If there’s one thing cruise ships have in abundance, it’s definitely food. Food can be found in all sorts of places and all manner of ways. A passenger could spend their entire cruise eating if they wanted to, moving from one food venue to another. Cruise ships have dining rooms with multi-course meals, buffets, room service and usually some sort of 24-hour food venue, all at no extra charge. And if that’s not enough, there’s late night buffets and the special eateries that cost a bit extra.
Norwegian‘s free style cruising includes even more dining options than the average ship. A number of them do cost a bit extra, but after having eaten at several of the places with a surcharge on a variety of ships I’ve always found them worth the price. I used to wonder why anyone would spend money to have a meal on a ship with so much good food to chose from at no extra charge, but actually trying some of the fancier eateries changed my mind.
The Pearl has two main dining rooms. Passengers can choose to eat in either or neither, whatever suits them. We had a couple meals at the Summer Palace, the more formal of the two. It sits at the stern of the ship with great views through large picture windows. It had good service and good food.
I did think Winter Palace would have made a better name for it though. Not only was it decorated in Christmas colors, the temperature in the room was downright frosty. On the plus side they had plenty of tables so people on our cruise always got right in with no waiting.
The other dining room, called Indigo, is smaller and less formal. Although since jeans and a t-shirt would more than meet the requirements for Norwegian’s minimal dress code even at the “formal” dining room, dressing for dinner really shouldn’t be a problem at either place. Indigo kept the temperature of the room at a far more comfortable level than the Summer Palace.

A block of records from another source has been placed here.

PR #378, opened 2019-05-14
Test that defining a macro does not mutate an existing function.

asarhaddon:


tests/step8_macros.mal
```diff
@@ -173,3 +173,12 @@ x
 (->> [4] (concat [3]) (concat [2]) rest (concat [1]))
 ;=>(1 3 4)
 
+;; Test that defining a macro does not mutate an existing function.
+(def! f (fn* [x] (number? x)))
+;=>#<function (x) -> (number? x)>
+(defmacro! m f)
+;=>#<macro (x) -> (number? x)>
```
kanaka: The way that macros and functions render is up to the implementation author. I would just remove the two lines that test the rendering of functions and macros (runtest will just consider them passing tests no matter what happens). The following two tests are the interesting part anyways. And that's a nice concise way to distinguish between macros and functions!

kanaka:
I cancelled the Travis run since it's pretty clear that not much is going to pass apart from `ada.2`.

kanaka:
Looking through the failures here jogged my memory. I intentionally left this ambiguous in the process guide and the description can be interpreted as as setting the function to be a macro. My intention is that implementors can defer implementing cloneable functions until they need to support metadata. I would be fine with this being an optional step and test in stepA. I.e. "If you implemented as defmacro! to mutate an existing function without copying it, you can now use the function copying mechanism used for metadata to make functions immutable even in the defmacro! case. ..."

process/guide.md
```diff
@@ -1537,6 +1537,10 @@ diff -urp ../process/step9_try.txt ../process/stepA_mal.txt
     result of reading the next next form (2nd argument) (`read_form`) and the
     next form (1st argument) in that order
     (metadata comes first with the ^ macro and the function second).
+  * If you implemented as `defmacro!` to mutate an existing function
+    without copying it, you can now use the function copying mechanism
+    used for metadata to make functions immutable even in the
+    defmacro! case...
```
kanaka: The "..." was there to just to be a placeholder for more explanatory text. :-) In it's place I would put something like this: "In other words, defmacro! should now make a copy of the function and set the macro property on the copy rather than the original"

kanaka:
For reference, here is the Travis build with the implementations that failed with these tests marked as mandatory: https://travis-ci.org/kanaka/mal/builds/532608339

PR #379, opened 2019-05-15
cs, crystal, es6: Detect more unterminated strings.

bjh21:
Here are three more fixes for #359. I've got Docker working, which makes testing obscure languages easier.

### DIFF
--- a/crystal/reader.cr
+++ b/crystal/reader.cr
@@ -81,11 +81,11 @@ class Reader
     when token == "true"    then true
     when token == "false"   then false
     when token == "nil"     then nil
-    when token[0] == '"'
-      parse_error "expected '\"', got EOF" if token[-1] != '"'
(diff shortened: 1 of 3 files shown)


kanaka:
Yes, it's pretty much a necessity to be able to support this many languages. I assume you've discovered the DOCKERIZE flag to the top-level makefile?

```
make DOCKERIZE=1 test^IMPL^stepX
```

Also, I often launch the repl for a language this way:

```
make DOCKERIZE=1 repl^IMPL^stepX
```

And if I just want a shell within the contain, sometimes this is easier than constructing the raw docker run command line:

```
make docker-shell^IMPL
```

bjh21:
Yes, I found `DOCKERIZE` and `make docker-shell`. The tricky bit was learning enough about Docker to stop it breaking my Wi-Fi.

PR #380, opened 2019-05-16
BBC BASIC V implementation

bjh21:
It's not quite ready for merging yet, but I think this needs its own PR. Previous discussion of this implementation is in #352, #357, and #372.

Things I still want to do:
- [x] Support for long strings on ARM BBC BASIC V
- [x] Sort keys in hashmaps properly
- [x] Disallow metadata on strings
- [x] Encode BASIC/OS errors as hash-maps


kanaka:
Metadata isn't disallowed on strings per the process. It's required on mal functions for self-hosting and suggested for collections. But if it's supported on other types that's fine in my opinion. It's difficult to do that in many languages (compared to compound/collection types) which is why I didn't suggest it.

kanaka:
BTW, I think you easily hold the record for the most number of commits to create an implementation. Which isn't bad at all, just noting it ;-)

bjh21:
The problem with allowing metadata on strings is that it breaks the assumption that each string in `S$()` is referenced by precisely one object in `Z%()`, which in turn mean that entries in `S$()` could get freed while still referenced from `Z%()`.  I could fix that by adding special code to clone string-containing objects, or even support reference-counting strings, but just stopping them having metadata seems the simplest fix for this bug.

Also, I have a kind of ambition to have strings and symbols refer directly to offsets in `S$()` without indirecting through `Z%()`, and that would mean losing the ability to attach metadata to them anyway. Of course, that _would_ require extending the garbage-collector to `S$()`, so maybe going that way wouldn't be much of a problem...

kanaka:
Yes, that makes sense regarding strings. BTW, you're probably aware of this but I don't think Travis will initiate a build while the pull request status is marked "draft".

bjh21:
Right, I think this is now kind of ready.  The changes to support long strings were pretty horrific, but I don't feel strong enough to clean them up right now. All the mandatory tests pass in native and self-hosting modes. The only optional tests that fail are for metadata on single-element hash-maps. Empty hash-maps and larger hash-maps are fine, but if your hash-map has precisely one element it can't have metadata.

Tonight's great triumph, though, is that self-hosting now works under RISC OS:

Screenshot from 2019-05-18 23-12-42

It is _rather_ slow, though.

dubek:
> Tonight's great triumph, though, is that self-hosting now works under RISC OS:

Impressive! Good work.

kanaka:
Very nice! Merged. The final task is to announce it. For a implementation this involved a blog write-up would be awesome if you're up to it. Otherwise just a tweet (which I can do if you don't have an twitter account or otherwise don't want to).

bjh21:
I wasn't quite up to writing lots of words (though Simon pointed out that just joining together all the multi-line comments might work), but I've tweeted a bit of a thread leading up to this: https://twitter.com/bjh21_me_uk/status/1130223250192109568

PR #382, opened 2019-05-17
Unterminated string fixes: clojure, fantom, groovy, haxe, hy, io, java, julia, kotlin, livescript, matlab, miniMAL, objc, plpgsql, scala, vb, vimscript, yorick

bjh21:
Here's another batch of fixes for #359.  They're almost all trivial, with clojure being the only oddity. My laptop is so slow that the Java test times out, but it seems to work in the repl.


kanaka:
Nice work, just 21 left (out of 61).

bjh21:
22: MATLAB still fails on `"\\\\"` (and longer strings of backslash).

kanaka:
Okay, 22 then.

That was my reason for preferring it to the Summer Palace, as they served the same food. Other people also seemed to like Indigo better, since often they had a wait to get in for dinner. Our pager always went off in under half an hour though so the waits were not too bad.
Another option for free meals on the Pearl was the Garden Cafe Buffet. Entering the buffet meant holding out your hands for the “Happy, happy, washy, washy” crew to spray them with hand sanitizer. Once inside a number of different stations offered quite a variety of food. Some came up from the main galley, but a lot got prepared right there at the station where they served it. We especially enjoyed the made-to-order turkey and veggie burgers. One night the buffet served an excellent late-night chocolate buffet.
The Blue Lagoon 24-hour cafe also offered food at no extra charge, and daytime room service came free as well.
Other free food included BBQ served lunch daily at Topsider’s Grill by the pool, and the Great Outdoors Bar served complimentary buffet food with outdoor seating. On our behind-the-scenes tour we saw a pig roasting in the galley for a Bavarian themed lunch at the Great Outdoors. For yet another free outdoor dining choice, passengers could try the Sky High Bar & Grill above the pool.
The choices for pay-extra eateries seemed limitless. We gave Teppanyaki – where your dinner is the show – a try and loved it. Not just the food, but the whole grilling and knife trick experience. Chefs there cook with a flair right at the guests’ table, which mostly consists of a very large grill.
With an eatery to meet pretty much any taste or desire for a particular type of food, the Pearl had quite a variety of premium places to choose from. They had Cagney’s Steakhouse, which served breakfast and lunch complimentary to suite guests and VIP’s as well as being open to everyone for dinner for a fee. In addition to the Japanese food at Teppanyaki, the Pearl had many other choices for ethnic food with varying fees at La Cucina Italian, Le Bistro French, Lotus Garden Asian (which also has an a la carte sushi bar), and Moderno Churrascaria Brazillian.
In case all that isn’t enough they also had pizza delivery available to passenger cabins 24/7 for $5.
I enjoyed reading this post (I enjoy reading ALL your posts). When we were on the Norwegian Jewel, we didn’t try the pay restaurants, but we would take our breakfast from the buffet and walk over with the plate and eat it in the Italian restaurant next door. Made a lovely quiet atmosphere for breakfast and a delightful start to the day. Last month we were on the Adventure of the Seas (Royal Caribbean) and for the first time we ate at the Portofino restaurant (paid). I had always felt the same way as you …. why bother with $ when there is so much good for free? However, it was so good, I have completely changed my mind and will definitely eat there, again. 🙂
That was a good idea to take your breakfast into a restaurant that hadn’t opened yet and have a lovely place to sit while avoiding the crowds.
Yes the food is amazing which makes discipline difficult
Which is why people tend to gain weight on cruises.
Yes so easy hey
Mmmm, it all looks so good! I’m assuming there is a gym on the ship? So I’d eat lots of yummy things and also make sure I got to the gym! I’m interested in what they served at that kids cafe from one of your photos. Healthy stuff for kids, or the usual fried fare?
The kid’s cafe had juice and fruit when I took the photo.
Oh this looks good!!!
The bread looks interesting. I don’t know if I have had bavarian bread but they do make good beer so I guess that’s close enough.